You should get better performance by mapping timestamps to a
one-dimensional plane and indexing them using GiST. GiST implements an
R-tree-like structure that supports bounding-box searches.

This involves setting up a functional index:

  create index ... on payment_transactions using gist (
    box(point(extract(epoch from time), 0), point(extract(epoch from
time), 0)) box_ops)

I'm using box() here because GiST doesn't have a concept of points.

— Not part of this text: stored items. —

PR #10437, opened 2023-11-07
UI Materials: don't reserve items on phase from inside the loop

mockersf:
# Objective

- UI Materials reserve an additional nodes length for each node, leading to (number of nodes) ^2 reserved size of array

## Solution

- Reorder the loops and reserve length outside of the loop on nodes

PR #15919, opened 2024-10-15
UI materials: don't reserve in loop when enough capacity

mockersf:
# Objective

- UI materials reserve too much capacity in a vec: for every node in the transparent phase, it reserves enough memory to store all the nodes
- Update #10437 

## Solution

- Only reserve extra memory if there's not enough
- Only reserve the needed memory, not more

### DIFF
--- a/crates/bevy_ui/src/render/ui_material_pipeline.rs
+++ b/crates/bevy_ui/src/render/ui_material_pipeline.rs
@@ -643,9 +643,9 @@ pub fn queue_ui_material_nodes<M: UiMaterial>(
             },
         );
         if transparent_phase.items.capacity() < extracted_uinodes.uinodes.len() {
-            transparent_phase
-                .items
-                .reserve(extracted_uinodes.uinodes.len());
+            transparent_phase.items.reserve_exact(
+                transparent_phase.items.capacity() - extracted_uinodes.uinodes.len(),
+            );
         }
         transparent_phase.add(TransparentUi {
             draw_function,
--- a/crates/bevy_ui/src/render/ui_material_pipeline.rs
+++ b/crates/bevy_ui/src/render/ui_material_pipeline.rs
@@ -642,9 +642,11 @@ pub fn queue_ui_material_nodes<M: UiMaterial>(
                 bind_group_data: material.key.clone(),
             },
         );
-        transparent_phase
-            .items
-            .reserve(extracted_uinodes.uinodes.len());
+        if transparent_phase.items.capacity() < extracted_uinodes.uinodes.len() {
+            transparent_phase
+                .items
+                .reserve(extracted_uinodes.uinodes.len());
+        }
         transparent_phase.add(TransparentUi {
             draw_function,
             pipeline,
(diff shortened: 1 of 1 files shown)


crates/bevy_ui/src/render/ui_material_pipeline.rs
```diff
@@ -642,9 +642,11 @@ pub fn queue_ui_material_nodes<M: UiMaterial>(
                 bind_group_data: material.key.clone(),
             },
         );
-        transparent_phase
-            .items
-            .reserve(extracted_uinodes.uinodes.len());
+        if transparent_phase.items.capacity() < extracted_uinodes.uinodes.len() {
+            transparent_phase.items.reserve_exact(
+                transparent_phase.items.capacity() - extracted_uinodes.uinodes.len(),
```
ickshonpe, line 647: This doesn't look right, the capacity the first time the transparent items buffer is filled its capacity will be 0 so it should panic on subtraction with overflow?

Then insert as usual, and then query with something like:

  select ... from payment_transactions
  where box(
    point(extract(epoch from '2006-04-01'::date), 0),
    point(extract(epoch from '2006-08-01'::date), 0)) && box(
    point(extract(epoch from time), 0),
    point(extract(epoch from time), 0));

PostgreSQL should be able to exploit the GiST index by recognizing
that the result of box() expression operand is already computed in the
index.

This much less inconvenient and portable -- I would love for
PostgreSQL to be provide syntactic sugar and special-casing to make
this transparent -- but worth it if you are dealing with a lot of
range searches.

>    Now I have a newer version of PostgreSQL and I've done some tests
> comparing the performance of an index over a timestamp field with a
> numeric field. To do so, I have the following table:
>
>                       Table "public.payment_transactions"
>      Column     |            Type             |            Modifiers
> ----------------+-----------------------------+---------------------------------
> transaction_id | character varying(32)       | not null
> timestamp_in   | timestamp without time zone | default now()
> credits        | integer                     |
> epoch_in       | bigint                      |
> epoch_in2      | double precision            |
[snip]

A timestamp is stored internally as an 8-byte double-precision float.
Therefore, timestamp_in and epoch_in2 should behave identically.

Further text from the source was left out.